What Is the Inverse Square Law for Light?
The inverse square law states that the intensity of light (illuminance) from a point source is inversely proportional to the square of the distance from that source. Double the distance and the light spreads over four times the area, so the intensity drops to one quarter. This universal physics principle applies to photography lighting, stage and studio setups, solar panels, radiation, and sound.

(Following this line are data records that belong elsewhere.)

PR #900, opened 2021-02-09
Component docs

AndyXMB:
Hi @ghys,

I thought I would try to 'do may part' and help with the component documentation.  This pull request is a means to start the conversation on the layout / headings etc.  None of this is ready for a merge, but I thought it sensible to share what I've done before I go too far.

I took the liberty of trying out a table layout for the automatically generated sections.  I was hoping that this would result in a clearer layout, taking the inspiration from the way the Framework 7 documentation is laid out.  If I'm honest, it's not as great as I hoped (due to the limitations of markdown tables).  I think we could do better with HTML table and styles, but I'm not sure if this is allowed (maybe it would be okay as this is script generated)??  **Happy to revert to current layout if you think that's better.**

I have added bookmark link generation in the script on each of the properties and property options.  The idea was to allow you to click on the property/option and go to a relevant example (if one exists). Just used `<div id="[property]">` or `<div id="[property]-[option]">` as the targets.  I think this is an idea worth adding.  

[Try it out](https://github.com/AndyXMB/openhab-webui/blob/component-docs/bundles/org.openhab.ui/doc/components/oh-button.md).  The links for any of the general properties and `variable` option are functional.

Created `img` folder for image storage and `oh-button` sub-directory. Propose generate sub-directory for each page to simplify organisation.  Common images in parent. 

Used summary / details sections for the example code.  Could see the page getting very long and cluttered otherwise...

Think we should add a table of contents after the header image. Not sure how this is done in the OH environment (I have tools locally that can generate).

- Any headings missing ?
- Is the **Usage / reference documents** section what you were anticipating (also technically correct?) ?
- Header image what you were expecting ?
- Anything else

Let me know what you think.

Known issues:

- Script needs a change so that an object with zero properties that are not in a group, does not render table headings.


ghys:
Hi @AndyXMB,

> I thought I would try to 'do may part' and help with the component documentation. 

And I'm thrilled!

> I took the liberty of trying out a table layout for the automatically generated sections. I was hoping that this would result in a clearer layout, taking the inspiration from the way the Framework 7 documentation is laid out. If I'm honest, it's not as great as I hoped (due to the limitations of markdown tables).

I also considered a table at first but finally settled on simple lists because 1) the tables look a bit "unbalanced", you'll have the description column contents probably wrap several lines too often because of width constraints, 2) I tend to avoid big tables in general because on smaller mobile screens they will not fit and you'll have to constantly scroll horizontally.
It's also true that problems could maybe be solved with a bit of styling. We can certainly add CSS classes to the website for these particular cases.

> I think we could do better with HTML table and styles, but I'm not sure if this is allowed (maybe it would be okay as this is script generated)

We can indeed make it work. It's true also for the list item view (with `<span class="...">`). I kind of like the equivalent in Home Assistant for example https://www.home-assistant.io/lovelace/entity/#configuration-variables. I think it's the best compromise.

> I have added bookmark link generation in the script on each of the properties and property options.

Great idea!

> Created img folder

Can you make it `images`? This is more consistent with what's found in other places in the docs and I was ahead of you 😄:
https://github.com/openhab/website/blob/57955fee2bb4db17df661ef0640811e5257a2b4f/prepare-docs.rb#L396

A folder per component is fine and makes sense (and should work with the above).

> Used summary / details sections for the example code. Could see the page getting very long and cluttered otherwise...

Fine, I wouldn't have done so below a certain threshold, maybe anything under ~50-100ish lines is fine to display by default - one can wonder where is the code is for a second before you see it's collapsed. For more involved examples though it's a good idea.

> Think we should add a table of contents after the header image. 

`[[toc]]`: https://vuepress.vuejs.org/guide/markdown.html#table-of-contents
Note you also have other interesting things too, like
https://vuepress.vuejs.org/guide/markdown.html#custom-containers (including a collapsible one for the above)
and
https://vuepress.vuejs.org/guide/markdown.html#line-highlighting-in-code-blocks which I can see being _very_ useful to emphasize what the example tries to show.
There are a lot of things available with plugins too, some are available with by default like https://vuepress.vuejs.org/theme/default-theme-config.html#code-groups-and-code-blocks


The content is really what I had in mind, a few minor remarks:
- Links to Framework7 docs should be made to https://v5.framework7.io instead of the main website now (migrating to version 6 is no easy task since it involves upgrading to Vue 3 and changing a lot of stuff, so openHAB will stick to v5 for the foreseeable future). References in the components descriptions (in the code) should be updated.
- A link to https://openhab.org/docs/ui/building-pages.html#css-variables when mentioning styling would be nice
- Instead of "The standard f7-button capabilities are enhanced by the addition of specific actions to provide user interface functionality / work with openHAB objects etc." I would have added as a last section in Configuration, just after `<!-- GENERATED /props -->`, something like (perhaps do it as a rule, when applicable):
```
### Inherited Properties

The configuration is passed to the underlying `f7-button` component from Framework7.
Therefore, all compatible scalar [properties](https://v5.framework7.io/vue/button.html#button-properties) (except functions) not listed above are available for use.
```

Thanks a lot for this already! 👍

rkoshak:
I like what I'm seeing. I was nudged by Yannick to add to the discussion here consideration of examples. I've a couple of examples for oh-repeater posted to the forum at https://community.openhab.org/t/a-couple-of-simple-oh-repeater-examples/116818 and a few examples of several oh-list-items posted at https://community.openhab.org/t/example-custom-list-widgets/116265 which might be useful to include in these docs or to link to.

ghys:
@AndyXMB I think we should avoid using HTML to describe the props, I find it a little too" verbose".

I just noticed in the VuePress docs that we can define custom containers with a special syntax, they did it here: https://github.com/vuejs/vuepress/blob/3e1f5d844b16a3f829465a35e734a5f556c3dd22/packages/docs/docs/.vuepress/config.js#L83

So I can define a `props` container like this:

```
['container', {
      type: 'props',
      before: '<div class="component-props">',
      after: '</div>'
    }],
```

And add some styles like you defined directly in the website's CSS so you don't have to define them inline in the pages.

That way you can go back to the old layout with Markdown, just surround the options lists with:
```
::: props

:::
```
This will add the `<div class="component-props">` when building the site and everything below it will be handled with CSS.

Just define the first line including the name, type, label with HTML spans e.g.:

```
- <span class="name">{name}</span> <span class="type">{type}</span> <span class="label">{label}</span>
```
The rest (description, options table) can stay in Markdown like before :)

AndyXMB:
hi @ghys 

100% agree... This was just a 'quick and dirty' mock up of a style layout which might improve the scannability of the pages.  Basically is this a layout even worth pursuing? In essence this is a 'card' per property: 

image

- Header contains `property name` **Label** Description  
- 'Card' body contains data type and options list (flexbox used, but <ul>/<li> + <columns> looks good too)
- Options list uses breakpoints to change the number of 'columns' displayed. Ranges from 1 (mobile) to 5 (big tv). _Breakpoints may need a tweak if there are any very long option labels out there._ 
- Background colors allow you to easily scan for a likely property among the sea of (necessary) data. I'm no graphic designer and there seems to be few colors used in the website theme, so it's a lighter shade of OH orange and menu grey.  Component colors were tweaked where the contrast was insufficient.

To be honest I needed a change of scenery...  I've spent 2 days failing to get the oh-website VuePress build to work on Windows 10 (out of memory errors - 16GB installed).  I think it may be a bug, but I could have screwed something up...  I was hoping that I would not have to build out VM infrastructure to do this work :-( 

Andy

ghys:
This is very good!
I would still switch the data type and description - data type in a little badge in the header after the label, description in the body - since the description can be longer, and allows HTML with line breaks (not that much at the moment but we can plan for it). 

We can also consider definition lists (`dl/dt/dd` tags) for the options! (As long as it's still one line per option in the file.) See https://developer.mozilla.org/en-US/docs/Web/HTML/Element/dl. I think they would be a good fit here.
Something like:
```
<dl>
  <dt>option1</dt><dd>Option label 1</dd>
  <dt>option2</dt><dd>Option label 2</dd>
  ...
</dl>
```
Then we can style them however we want, with columns like you did or anything else.
The site uses markdown-it to render Markdown so with [this plugin](https://github.com/markdown-it/markdown-it-deflist) we could use the syntax showcased in https://markdown-it.github.io for the definition lists:
```
option1
  ~ Option label 1
option2
  ~ Option label 2
...
```
which would be even more elegant.

Building the website locally can take a very long time if you include all the add-ons, if you don't need them. There's a "secret" trick to exclude them:
https://github.com/openhab/website/blob/57955fee2bb4db17df661ef0640811e5257a2b4f/.vuepress/config.js#L19
Set the `OH_NOADDONS` environment variable with `set OH_NOADDONS=1` before and they will be left out.

AndyXMB:
Hi @ghys 

Just done an update today to implement the custom container method you suggested.  This requires the following changes to config.js:

```
plugins: [
    'tabs',
    [
      '@vuepress/google-analytics',
      {
        'ga': 'UA-47717934-1'
      }
    ],
    ['container', {
      type: 'prop-head',
      before: '<div class="prop">',
      after: '</div>'
    }],
    ['container', {
      type: 'prop-opt',
      before: '<div class="options">',
      after: '</div>'
    }],
  ],
```
I think I've included all the changes you asked for.  I can't work out how styles are being implemented, so maybe someone could take the inline styles and get them into the CSS doc?

The only other substantive changes are:
- added a `General properties / Style` heading for properties not in a group (so these appear in the TOC).
- moved the `Slots` heading to under the `Inherited properties`, makes more sense I think.
- controversial this one... stripped the `<br>` tags from the description, replaced with a space.  I think this displays better all round.  If you want to leave that out, we can drop when we migrate the styles to the proper place.
- reduced the number of columns to max 3 with a bit more padding between.  Decided that columns were easier to implement than the flexbox approach. 

Are we getting closer?   Andy

AndyXMB:
@ghys 

Finally managed to find the solution to my VuePress issues.  Will post some workaround notes for Windows users to the contribute.md when I have a chance.

I've added the following to my local copy of VuePress `openhab-website\.vuepress\styles\index.styl`:

```
/* Component page styling */
.prop > ul 
    background-color rgba(230,72,25,0.3) 
    border-radius 5px 5px 0px 0px
    list-style-type none
    padding 10px
    margin: 10px 0px 0px 0px;
  
.prop > ul > li > a > code 
    background-color: rgba(255,255,255, 1)

.options 
    background-color #eaecef
    border-radius 0px 0px 5px 5px
    display flex
    flex-wrap wrap
    padding-left 5px
    margin-bottom 15px

.options > ul 
    list-style-type none
    padding 0px
    margin 5px
    columns 1
    column-gap 0px

.options > p 
    width 100%
    box-sizing border-box
    margin 5px

.options > p > br
    content ''

.options > p > br:after
    content ' '

.options > ul > li > a > code
    background-color white

/* 410, 620, 900, 1200 */
@media (min-width: 620px) 
    .options > ul 
        columns 1
        column-gap 0px

@media (min-width: 900px)
    .options > ul 
        columns 2
        column-gap 60px

@media (min-width: 1200px) 
    .options > ul
        columns 3
        column-gap 80px
```

I'd still like someone who really understands CSS to check this, as this is way outside my area of expertise.  

Any objection to creating a set of folders to host the code used in the examples?  My own OH instance is getting a bit cluttered with sample code widgets already and I'm only 2/3 through the oh-button control!  Keeping these in git so others can use / edit etc. seems like a good solution?  Was thinking same structure as we used for images with a subfolder for each control.

Long term perhaps we could then use https://v1.vuepress.vuejs.org/guide/markdown.html#import-code-snippets.  It's beta at the moment and I can't get it to work on my local instance. Though perhaps I just don't understand the filename syntax...

It's taking quite a lot of time to do this well, so would be good to know I'm on the right track.  Andy

AndyXMB:
@ghys 

Hi, I was wondering if you'd had a chance to take a look at what I've done so far. Been holding off doing much more until I had a 'green light'. Is this the type of content what you were looking for? Do we need any other changes to the layout etc.  If it's okay, I'll crack on with the other pages... Andy

ghys:
@AndyXMB sorry for falling behind these last few weeks...

I submitted a PR to your repository since I have no permission to push to your branch directly: https://github.com/AndyXMB/openhab-webui/pull/1
I changed my mind (again!) on the props generation - now using Vue components that the website is responsible for rendering, which are implemented in https://github.com/openhab/website/pull/276.
So it finally looks like:
```xml
<PropGroup name="actions" label="Action">
  Action to perform when the element is clicked
<PropBlock type="TEXT" name="action" label="Action">
  <PropDescription>
    Type of action to perform
  </PropDescription>
  <PropOptions>
    <PropOption value="navigate" label="Navigate to page" />
    <PropOption value="command" label="Send command" />
    <PropOption value="toggle" label="Toggle item" />
    <PropOption value="options" label="Command options" />
    <PropOption value="rule" label="Run rule" />
    <PropOption value="popup" label="Open popup" />
    <PropOption value="popover" label="Open popover" />
    <PropOption value="sheet" label="Open sheet" />
    <PropOption value="photos" label="Open photo browser" />
    <PropOption value="group" label="Group details" />
    <PropOption value="analyzer" label="Analyze item(s)" />
    <PropOption value="url" label="External URL" />
    <PropOption value="variable" label="Set Variable" />
  </PropOptions>
</PropBlock>
<PropBlock type="TEXT" name="actionUrl" label="Action URL" context="url">
  <PropDescription>
    URL to navigate to
  </PropDescription>
</PropBlock>
...
```
And looks like this (I altered the styling a little bit in the process to remove some colors and make it dark mode compatible):
image

But it doesn't define any styling, the components are responsible for the rendering, and it may even be changed afterwards. In the end I believe it's the right way to go. For instance required properties are displayed with a red asterisk, etc.

Sorry I misread you on the bookmarks, I do not think making links out of the prop IDs and option values to jump around the page to examples is the right way to go, it's not a bad idea per se, but should be implemented differently, for instance with the "prop block" reading frontmatter metadata on the page and generating appropriate links below the description/options.
So I removed them from the examples and we can figure it out in a follow-up PR.
On the other hand, props are now bookmarks themselves (see the # appearing when hovering over it above), it's important to have so we can deep link to a particular prop.

I have made minor changes to the 2 pages you wrote, which are great by the way, to better respect the structure that is now in the template - so the pages that haven't been edited yet have the ideal structure in comments that the first editor can read and eventually overwrite.  @openhab/documentation-maintainers have a rule to only put one sentence per line in the docs, so I applied it here as well. The updated versions of unaltered component pages is also included in https://github.com/AndyXMB/openhab-webui/pull/1.
Possibly your extensive examples of actions (in `oh-button`) could be in time moved to their dedicated page since they apply to multiple controls.

I think this can now be merged, especially since there is a dependency to https://github.com/openhab/website/pull/276 and maybe more involved to make it all work. I'll just need you to do two things:
1) merge https://github.com/AndyXMB/openhab-webui/pull/1
2) comment with a sign-off line like https://openhab.org/docs/developer/contributing.html#sign-your-work. Ignore the fact that it should've been in your commit messages, I'll include it in the final commit.

Once this is merged then you're more than welcome to make additional PRs with more content :)

Thanks for your hard work!

ghys:
> Long term perhaps we could then use https://v1.vuepress.vuejs.org/guide/markdown.html#import-code-snippets. It's beta at the moment and I can't get it to work on my local instance. Though perhaps I just don't understand the filename syntax...

We'll see, but as this is a VuePress feature let's not for the moment. It's hard to know if it'll work well when authoring the page in GitHub or VS Code or another generic Markdown editor, so for now let's embed the examples inline.

ghys:
@AndyXMB thanks for the merge, I resolved the conflicts, still waiting for a sign-off line then we can merge!

> 2. comment with a sign-off line like https://openhab.org/docs/developer/contributing.html#sign-your-work. Ignore the fact that it should've been in your commit messages, I'll include it in the final commit.

AndyXMB:
@ghys I have to be honest, I'm disappointed that we have lost everything but the use of columns.  Your changes add two additional concerns:

- The horizontal divider, introduced by adding the heading 4 to the property tag, actually acts to visually separate the related information.  This makes the page harder to read.  The rationale of adding the background was to unify the related data.  I would add this back, the horizontal separator will likely have less visual impact / act as intended to divide the properties from the description.
- The use of definition tags, doubles the vertical screen real estate used and interrupts the left to right reading flow (scan).  I'd revert this to a horizontal list unless there is some specific advantage to using definition tags that I don't understand.
- You should add styling to remove the `<br>` added to descriptions.  The instances where these exist not only consume more vertical space but also looks inconsistent when compared with the other descriptions that conventionally flow as sentences.  

I thought the bookmark feature worked well.  However I see that your addition of the <h4> property duplicated / broke the original property links. 

One of the key advantages of the bookmarks was that if an example to demonstrate this feature was not yet been done, then a click cause no real negative user experience i.e. nothing happened. You could also link multiple properties and/or options to the same example.  The last thing I would want to see is a load of `click here for example` hyperlinks - after all you just removed the same on the code blocks!  

Are you sure we are not over engineering this? Is this a simple as agreeing a standard for the bookmark labels to avoid the naming conflict?  I already used `#action-navigate` just in case there ever existed two properties with the same option name.  So we could simply add a prefix e.g. `#ex-action` for the property, `#ex-action-navigate` etc.?

Anyway I've signed off the code, I think.  I don't use Git very much, so please bear with me if I've got this wrong.  The instructions don't specify if the sign off needs to be in the summary or description, so I guessed description.

ghys:
@AndyXMB thanks for the honest feedback, just want to stress this is merely styling so it can be changed at will on the website code now, and the intention was not to undo anything you've done (the first iterations were closer to yours), nor discourage you from contributing more good examples!

You probably have a point about making things more compact to conserve vertical space, and the need for "scannability" (is that a word?).
The dl/dt tags for the options were introduced because they're probably the more semantically correct way of representing them.
According to https://developer.mozilla.org/en-US/docs/Web/HTML/Element/dl: 
> Common uses for this element are to implement a glossary or to display metadata (a list of key-value pairs).

Initially I had them on a single line like you did but then I felt there were also drawbacks of having them so - I felt it was cleaner to have the labels aligned, and when the label is too long (see `oh-category-axis` for example) it wraps to a second line, in a rather ugly way. So in a last minute decision I reverted to the default look. but I wouldn't mind reverting that to make it more compact.

Sorry but I also remain unconvinced by the "click on the property name to maybe or maybe not go to an example" feature. The intent to link to examples is clear to me and you because we discussed it, but maybe it would be a bit counter-intuitive to the casual reader - I haven't seen anything like this done anywhere else - I think it should be more explicit where these clicks link to. It could even be the other way around: in the example sections, explicitly mention: "related properties: property1, property2" with links to the reference above. - maybe even "related components: component1, component2" with links to their pages.

Anyways thank you, again just know nothing is set in stone wrt. styling, but the structure of the documents is clearer now.

AndyXMB:
@ghys Sorry, no time to work on anything this week.  PC power supply failed and only managed to strip it apart to confirm voltages today. Should be back to normal sometime next week.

How to Use This Calculator
Enter the known light intensity E₁ (in lux) measured at distance d₁ (in meters), then enter the new distance d₂ where you want to know the intensity. The calculator instantly returns E₂, the intensity at the new distance, using the inverse square law.
The Formula Explained
The relationship is $$E_2 = \text{E}_1\ (\text{lux}) \times \left(\frac{\text{d}_1\ (\text{m})}{\text{d}_2\ (\text{m})}\right)^{2}$$ Here E₁ is the original intensity, d₁ the original distance, and d₂ the new distance. Because the distance term is squared, small changes in distance cause large changes in intensity. Moving a light three times farther away reduces brightness to one-ninth.
Worked Example
Suppose a lamp produces 1000 lux at 1 meter. What is the intensity at 2 meters? $$E_2 = 1000 \times \left(\frac{1}{2}\right)^{2} = 1000 \times 0.25 = \mathbf{250\ \text{lux}}$$ The intensity is one quarter of the original, exactly as the law predicts.
FAQ
Does this work for any unit of intensity? Yes — as long as E₁ and the result use the same unit (lux, W/m², candela-based values), the ratio is dimensionless.
Why does the distance get squared? Light from a point source spreads over the surface of an expanding sphere whose area grows as the square of its radius, so intensity per unit area drops by the square.
Does it apply to lasers or large light panels? The law is exact for point sources. For collimated lasers or extended panels the falloff is gentler near the source, but it approaches inverse-square behavior at larger distances.